DOKK / manpages / debian 12 / augustus / filterBam.1.en
FILTERBAM(1)   FILTERBAM(1)

filterBam - filter BAM file for use with AUGUSTUS tools

filterBam --in in.bam --out out.bam [options]

The input file must be sorted lexicographically by 'queryname', with e.g.

•Convert the file into SAM format, sort lexicographically by queryname and convert back again into BAM format.
E.g.
export LC_ALL=C
samtools view -H file.bam > file_sorted.sam
samtools view file.bam | sort -k 1 >> file_sorted.sam
samtools view -bS file_sorted.sam > file_sorted.bam
[be aware: 'export LC_ALL=C' might be used because sort ignores characters like ':']
Also, please bear in mind that this will require converting your BAM file into SAM.

samtools and bamtools provide facilities to do the sorting, but they are not guaranteed to work because of the problem mentioned above.

•In the case of samtools, the command to sort by 'queryname' is:
samtools sort -n -o file_sorted.bam file.bam
For more information check the man page included in samtools distribution.

•bamtools can also sort bam files:
bamtools sort -byname -in file.bam -out file_sorted.bam
but only provides the option to do it by queryname.

-i, --in=in.bam

input file in BAM format

-o, --out=out.bam

output file in BAM format

-u, --uniq

keep only the best match, remove all matches, if the second best is not much worse

-q f, --uniqThresh=f

threshold % for uniq, second best must be lower than this fraction of best to keep the best match (default 0.96)

-b, --best

output all best matches that satisfy minId and minCover

-e n, --minId=n

minimal percentage of identity (default 92)

-c n, --minCover=n

minimal percentage of coverage of the query read (default 80)

-n, --noIntrons

do not allow longer gaps -for RNA-RNA alignments-

-l n, --insertLimit=n

maximum assumed size of inserts (default 10)

-s n, --maxSortesTest=n

test if input file is sorted by query name for this number of alignments (default 100000)

-p, --paired

require that paired reads are on opposite strands of same target. Requires alignment names to contain the suffixes /1,/2 or /f,/r.

-w, --pairwiseAlignments

use in case alignments were done in pairwise fashion

-x n, --maxIntronLen=n

maximal separation of paired reads (default 500000)

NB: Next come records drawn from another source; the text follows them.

Issue #83, opened 2026-04-27
[SECURITY][CRITICAL] Jira webhook fail-open + path traversal on issue key


davidrybar-grpn:
## Why this is a parent issue
Two issues on the same endpoint (`/webhooks/jira`) that compound into a single attack chain: signature verifier fails open AND the issue key flows unvalidated into filesystem paths. Land the validation on the same boundary in one PR — both concerns are resolved with two small additions in `app/api/jira_webhooks.py`.

> **Note:** Jira connector is not enabled in the current GRPN PoC deploy, so this isn't `grpn-priority`. It is still a real critical bug for any deploy that enables Jira webhooks.

## Sub-tasks
- [ ] **C4 (CRITICAL)** — `_verify_signature` returns `True` when `JIRA_WEBHOOK_SECRET` is unset → fail-open.
  - File: `app/api/jira_webhooks.py:27-48`
  - Missing `JIRA_WEBHOOK_SECRET` is the most likely fresh-deploy misconfiguration. Current code accepts an unsigned POST → writes to `webhook_events/` → triggers `process_webhook_event` (disk writes, `rebuild_source`, parquet writes).
  - Fix: flip to fail-closed; explicit `JIRA_WEBHOOK_SKIP_VERIFY=1` opt-out env var preserves a documented escape hatch:
    ```python
    if not secret:
        if os.environ.get("JIRA_WEBHOOK_SKIP_VERIFY") == "1":
            logger.warning("JIRA webhook signature verification disabled via JIRA_WEBHOOK_SKIP_VERIFY=1")
            return True
        logger.error("JIRA_WEBHOOK_SECRET not configured; rejecting webhook")
        return False
    ```
  - Tests:
    - `test_jira_webhook_rejects_when_secret_unset` — secret empty, no opt-out → 401, `process_webhook_event` not called.
    - `test_jira_webhook_accepts_when_skip_verify_explicit` — opt-out explicit → accepted (regression for the escape hatch).
    - `test_jira_webhook_rejects_bad_signature_with_secret` — secret set, signature wrong → 401 (existing behavior).

- [ ] **C10 (HIGH)** — `issue_key` from webhook payload flows into filesystem paths without validation.
[...]

Issue #81, opened 2026-04-27
[SECURITY][CRITICAL] Harden the connector → orchestrator trust boundary


davidrybar-grpn:
## Why this is a parent issue
The orchestrator and the read-only analytics path treat data produced by connectors (extract.duckdb files, registry rows) as inherently safe. They aren't — connectors share the same code-review surface as the rest of the server, but live in a separate trust zone in the threat model. Three concrete weaknesses share this boundary; fixing them in one PR (or one short series) is more cohesive than scattering them.

## Sub-tasks
- [ ] **[PoC-blocker]** **C1 (CRITICAL)** — `_remote_attach` allows arbitrary DuckDB community extensions + secret exfiltration via `token_env`.
  - Files: `src/orchestrator.py:200-256`, `src/db.py:340-424`
  - Both paths read `_remote_attach` rows from each extract.duckdb and execute `INSTALL <ext> FROM community; LOAD <ext>; ATTACH '<url>' AS <alias> (TYPE <ext>, TOKEN '<token>')`. `extension`/`alias` are validated only against a format regex — no allowlist of *which* extensions can be installed. `token_env` is read with `os.environ.get(token_env, "")` for any env var name (e.g. `SESSION_SECRET` exfiltrated as TOKEN). The orchestrator path also lacks the `safe_url = url.replace("'", "''")` escape that `src/db.py:411` already applies → SQL injection in the ATTACH options.
  - Fix: centralize remote-attach into one helper used by both paths, enforcing in order:
    1. Hard allowlist of extensions: `{"bigquery", "keboola"}`
    2. Hard allowlist of `token_env` names: `{"KBC_TOKEN", "KBC_STORAGE_TOKEN", "GOOGLE_APPLICATION_CREDENTIALS"}`
    3. Mirror the URL escape from `src/db.py:411` so both paths are byte-identical.
  - Tests:
    - `test_remote_attach_rejects_unknown_extension` — `extension="httpfs"` → no INSTALL/LOAD, WARNING logged.
    - `test_remote_attach_rejects_unallowed_token_env` — `token_env="SESSION_SECRET"` → rejected.
    - `test_remote_attach_url_with_quote_is_escaped` — URL containing `'` doesn't break out of the literal.
    - `test_remote_attach_accepts_known_pair` — `bigquery` + `GOOGLE_APPLICATION_CREDENTIALS` → succeeds (smoke).

[...]

Issue #44, opened 2026-04-22
[SECURITY][CRITICAL] Script-API sandbox escape → RCE for analyst role


padak:
Source: [\`docs/padak-security.md\` §1](https://github.com/keboola/agnes-the-ai-analyst/blob/main/docs/padak-security.md#1-critical-script-api-sandbox-escape--rce-for-the-analyst-role)

## Trigger (verified analytically)

Role required: \`Role.ANALYST\` (not admin).

\`\`\`
POST /api/scripts/run
body: {
  code: \"().__class__.__base__.__subclasses__()[N].__init__.__globals__['system']('id')\"
}
\`\`\`

The AST walker and string allowlist in \`app/api/scripts.py:116–180\` block direct \`import os\` / \`exec\`, but neither stops attribute traversal through Python's class hierarchy (\`__class__ → __base__ → __subclasses__() → __globals__\`).

## Impact

Arbitrary OS commands under the FastAPI process uid. Access to \`DATA_DIR\` (DuckDB state, cached parquet), \`.jwt_secret\`, env vars, anything mounted into the container.

## Suggested fix

**Minimum (same-day):**
- Add to the string-pattern blocklist: \`__subclasses__\`, \`__globals__\`, \`__mro__\`, \`__bases__\`, \`__class__\`, \`__dict__\`, \`__code__\`.
- In the AST walker, reject any \`ast.Attribute\` whose \`attr\` starts and ends with \`__\`.

**Correct (longer-term):** don't run untrusted Python in-process at all. Options, in decreasing scope:
1. Drop server-side script execution entirely — move it to client-side or remove the feature.
2. Gate the endpoint behind \`Role.ADMIN\` if it must stay.
3. Run the sandbox in nsjail / gVisor / Pyodide with no shared filesystem or network.

## Ack criteria

- PoC payload above returns \`403\` or \`400\` (not the \`id\` output).
- Unit test covering each of the blocklisted dunder paths.
- Docs note: this endpoint is not a sandbox, it's a convenience — do not expose to untrusted users.

davidrybar-grpn:
External codebase review (`docs/CODEBASE_REVIEW.md` §C3) re-verified this against the current branch and reached the same conclusion. Two small additions:

[...]

PR #106, opened 2026-04-28
ma/staging → main: RBAC v13 + marketplace + #81 security hardening + OSS neutralization

minasarustamyan:
## Summary

Bundles 14 commits accumulated on `ma/staging` against `main`. Three large workstreams plus a handful of follow-up UI fixes:

### RBAC redesign + Claude Code marketplace (`ed524af` and friends)
- **BREAKING** schema v13 — drops the `core.viewer/analyst/km_admin/admin` hierarchy and the `internal_roles` / `group_mappings` / `user_role_grants` / `plugin_access` tables. Replaced by `user_group_members` + `resource_grants`. Atomic v12→v13 backfill.
- New authorization vocabulary in `app.auth.access`: `require_admin` (Admin-group god mode) and `require_resource_access(ResourceType.X, "{path}")` for entity-scoped grants. Single DB lookup per request, no session cache.
- New aggregated Claude Code marketplace at `/marketplace.zip` + `/marketplace.git/*` (PAT-gated, RBAC-filtered, content-addressed cache). Marketplace **drops admin god-mode** (`7572969`) — admins now curate their own view via grants like everyone else.
- Admin UI consolidated into `/admin/access`; CLI subcommands replaced (`da admin group/grant *`).
- `ResourceType.TABLE` (`852dc6c`) — admins can grant table-level access; runtime enforcement still flows through legacy `dataset_permissions` (see `docs/TODO-rbac-data-enforcement.md`).

### Issue #81 security/ops hardening (Groups A–D)
- **A** (`23be8ad`): orchestrator ATTACH hardening (extension/url/alias allow-listing).
- **B** (`ef74ec0`): Keboola extractor exits with **3 codes** — `0` success / `1` total fail / `2` **partial** fail. Sync API logs `PARTIAL FAILURE (exit 2)` as a data-quality alert. **Operators whose alerting treats any non-zero exit as a hard error must teach it that exit 2 is partial.**
- **C** (`72230c3`): schema v10 `view_ownership` — refuses to silently overwrite a prior connector's view name on collision; logs ERROR with both sources.
- **D** (`569cd90`): extractor-side identifier validation.
- Plus #83 (`2f783c5`) — Jira webhook fail-closed when `JIRA_WEBHOOK_SECRET` unset, and path-traversal fix.
- Plus #44 (`24e81fb`) — entire Script API (`/api/scripts/*`) is now admin-only; planted-script + sandbox-bypass risk.

### OSS vendor-neutralization waves 1 & 2 (`4e4d2a3`)
Generic ops scripts moved `scripts/grpn/` → `scripts/ops/`. Customer-specific identifiers (`prj-grp-…`, `FoundryAI`, internal hostnames, dev/prod VM IPs) replaced with placeholders across code docstrings, test fixtures, Terraform variable descriptions, the Caddyfile, OAuth probe, and the hackathon-era planning docs. **Downstream infra repos that copy `scripts/grpn/agnes-tls-rotate.sh` or `agnes-auto-upgrade.sh` from this repo must update the path.**

### UI / deploy follow-ups
- `b931469`: `docker-compose.host-mount.yml` uses `o: bind,rbind` — plain bind shadowed sub-mounts (dual-disk VMs were silently writing state to the wrong disk).
- `fc3f43d`: `/catalog`, `/admin/tables`, `/admin/permissions` link `style-custom.css` so the shared header renders styled.
- `f06c94a`: `/admin/access` group sidebar grant-count badge no longer reverts to a stale snapshot when switching groups.
- `968a2af`: per-resource-type colored stripes on `/admin/access`.

## BREAKING flags operators should grep for

- RBAC schema v13 (rebuild role-grant audits; admin promotion is now Admin-group membership).
- Marketplace endpoint admin god-mode dropped — admins must grant plugins to themselves to see them.
- Admin REST surface unified under `/api/admin/{groups,grants,resource-types}`; old `role_management` / `plugin_access` endpoints gone.
- CLI: `da admin role/mapping/grant-role/revoke-role/effective-roles` removed.
- Keboola exit code 2 now means partial success.
- Script API admin-only.
- Generic ops scripts moved to `scripts/ops/`.

## Test plan

- [ ] Local: pytest tests/ -v (149 changed test files; verify suite green).
- [ ] Run v12→v13 migration against a snapshot of a populated system DB; check `user_group_members` / `resource_grants` backfilled and legacy tables dropped.
- [ ] Sign in via Google OAuth on a fresh account → verify Everyone membership auto-assigned and Workspace groups synced (source='google_sync').
- [ ] Promote `SEED_ADMIN_EMAIL` → confirm Admin-group membership shows source='system_seed'.
- [ ] `/admin/access`: switch between groups, toggle grants, verify badge counts stay in sync; confirm `ResourceType.TABLE` items render grouped by bucket.
- [ ] Marketplace: as admin without explicit grants, `/marketplace.zip` is empty; after granting a plugin to Admin group, plugin appears.
- [ ] Keboola partial-failure smoke: induce one table failure, confirm extractor exits 2 and sync API logs PARTIAL FAILURE alert.
- [ ] View collision: register two connectors emitting the same `_meta.table_name`, confirm second view is rejected with the new ERROR.
- [ ] Jira webhook: with `JIRA_WEBHOOK_SECRET` unset, confirm 401/403 (fail-closed).
- [ ] Script API: as non-admin, confirm `/api/scripts/*` returns 403.
- [ ] Dual-disk host-mount overlay: redeploy with the rbind fix and confirm `system.duckdb` writes land on the dedicated state disk.


cvrysanek (commented):
Read-through review on the staging→main bundle. CI is green and the workstreams are well-scoped — most of these are migration-safety questions and a couple of behavior-change call-outs operators will trip over. No blockers from me; just want a few things either tightened or explicitly waved through before merge.

High-level themes:
- v12→v13 finalize runs DDL + multi-table backfill on a single connection without an explicit transaction; one mid-flight failure leaves a half-migrated DB.
- The admin backfill only carries `core.admin` forward — module-author roles (`context_engineering.admin`, `corporate_memory.curator`, etc.) are dropped on the floor.
- `ResourceType.TABLE` is admin-grantable in the UI but runtime enforcement is still legacy `dataset_permissions`. Shipping the UI before the enforcement half lands creates a user-visible drift (admin grants → user still 403s).
- `/api/scripts/*` admin-only is a contract change for any cron / scheduler PAT consumer — worth a CHANGELOG line.
- (Out-of-PR but in scope of the bundle's PR description) the Keboola exit-code-2 = partial contract is in base, not this diff. Worth noting in CHANGELOG that anything outside the sync API path treating non-zero as fatal — systemd `Type=oneshot`, k8s Jobs, cron-to-alerting wrappers — will misclassify partial success as a hard outage. The structured `_meta` table is the safer signal for downstream consumers.

src/db.py
```diff
@@ -637,6 +732,192 @@ def get_analytics_db_readonly() -> duckdb.DuckDBPyConnection:
...
+            )
+        elif not existing[1]:
+            # Promote pre-existing manual group to system without touching desc.
+            conn.execute(
+                "UPDATE user_groups SET is_system = TRUE WHERE id = ?",
+                [existing[0]],
+            )
+
+
+def _v12_to_v13_finalize(conn: duckdb.DuckDBPyConnection) -> None:
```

-d file, --pairBedFile=file

file name of pairedness coverage: a BED format file in which for each position the number of filtered read pairs is reported that contain the position in or between the reads

-g file, --commonGeneFile=file

file name in which to write cases where one read maps several different genes

-t n, --threads=n

use n threads for compression/decompression (default 1); available only if library SeqLib >= 1.2 is used

-v, --verbose

output debugging info

-h, --help

produce help message.

AUGUSTUS was written by M. Stanke, O. Keller, S. König, L. Gerischer and L. Romoth.

An exhaustive documentation can be found in the file /usr/share/doc/augustus/README.md.gz.